— What you will do —
The records below must be reproduced in full and without error.

— Data under study —

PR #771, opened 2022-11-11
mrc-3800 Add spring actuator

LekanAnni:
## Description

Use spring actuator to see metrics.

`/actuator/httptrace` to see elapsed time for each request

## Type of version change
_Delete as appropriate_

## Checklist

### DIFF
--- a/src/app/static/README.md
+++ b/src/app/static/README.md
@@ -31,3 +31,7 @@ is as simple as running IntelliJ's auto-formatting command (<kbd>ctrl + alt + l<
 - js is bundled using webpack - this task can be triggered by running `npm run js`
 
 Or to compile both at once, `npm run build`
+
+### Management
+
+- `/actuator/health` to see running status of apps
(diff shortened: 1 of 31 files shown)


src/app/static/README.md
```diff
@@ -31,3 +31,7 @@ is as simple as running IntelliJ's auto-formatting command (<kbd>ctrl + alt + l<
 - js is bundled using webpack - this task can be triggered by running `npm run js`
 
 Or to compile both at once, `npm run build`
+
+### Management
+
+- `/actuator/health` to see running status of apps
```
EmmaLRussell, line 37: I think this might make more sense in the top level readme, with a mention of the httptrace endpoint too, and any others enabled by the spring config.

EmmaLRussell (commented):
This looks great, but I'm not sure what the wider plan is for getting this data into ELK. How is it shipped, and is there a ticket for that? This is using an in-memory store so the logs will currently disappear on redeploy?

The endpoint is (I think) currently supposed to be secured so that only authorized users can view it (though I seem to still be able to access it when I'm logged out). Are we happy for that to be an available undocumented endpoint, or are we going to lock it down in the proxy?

— Response area —
PR #771, opened 2022-11-11
mrc-3800 Add spring actuator

LekanAnni:
## Description

Use spring actuator to see metrics.

`/actuator/httptrace` to see elapsed time for each request

## Type of version change
_Delete as appropriate_

## Checklist

### DIFF
--- a/src/app/static/README.md
+++ b/src/app/static/README.md
@@ -31,3 +31,7 @@ is as simple as running IntelliJ's auto-formatting command (<kbd>ctrl + alt + l<
 - js is bundled using webpack - this task can be triggered by running `npm run js`
 
 Or to compile both at once, `npm run build`
+
+### Management
+
+- `/actuator/health` to see running status of apps
(diff shortened: 1 of 31 files shown)


src/app/static/README.md
```diff
@@ -31,3 +31,7 @@ is as simple as running IntelliJ's auto-formatting command (<kbd>ctrl + alt + l<
 - js is bundled using webpack - this task can be triggered by running `npm run js`
 
 Or to compile both at once, `npm run build`
+
+### Management
+
+- `/actuator/health` to see running status of apps
```
EmmaLRussell, line 37: I think this might make more sense in the top level readme, with a mention of the httptrace endpoint too, and any others enabled by the spring config.

EmmaLRussell (commented):
This looks great, but I'm not sure what the wider plan is for getting this data into ELK. How is it shipped, and is there a ticket for that? This is using an in-memory store so the logs will currently disappear on redeploy?

The endpoint is (I think) currently supposed to be secured so that only authorized users can view it (though I seem to still be able to access it when I'm logged out). Are we happy for that to be an available undocumented endpoint, or are we going to lock it down in the proxy?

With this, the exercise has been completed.